PR #914, opened 2021-04-09
Ensure `EMAIL_USE_TLS` is read as a bool

DeeUnderscore:
This change makes environs read `EMAIL_USE_TLS` as a bool, because otherwise it reads it as a string (so `"false"` ends up being True in boolean contexts, and TLS is always enabled)


mouse-reeve:
@tofuwabohu not sure if this is relevant to you

tofuwabohu:
I'll have a look at that, maybe I should do the same with `EMAL_USE_SSL` and then test again with the other mailserver. :)

PR #915, opened 2021-04-09
Adds SSL parameter

tofuwabohu:
With these settings, it worked on my local instance with the SSL connected server.

I'm assuming the second parameter in ` EMAIL_USE_SSL = env.bool("EMAIL_USE_SSL", False)` is the default parameter, but I'm not sure about that.


tofuwabohu:
A test failed and complained that `EMAIL_USE_SSL` is not set, so I set it to `false` in the example config in the hope that the deploying works.

tofuwabohu:
My next attempt would be to set a default `False` value in `celerywyrm/settings.py` too but I don' want to do too many unnecessary commits so I'll wait for now.

mouse-reeve:
I think setting the default values in celerywyrm/settings.py will fix it. I need to re-evaluate why there's a separate settings file there though, I think it's unnecessary.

REQUIREMENT >> Copy out each line of the listing that holds "read".

TASK RESULT >>
Ensure `EMAIL_USE_TLS` is read as a bool
This change makes environs read `EMAIL_USE_TLS` as a bool, because otherwise it reads it as a string (so `"false"` ends up being True in boolean contexts, and TLS is always enabled)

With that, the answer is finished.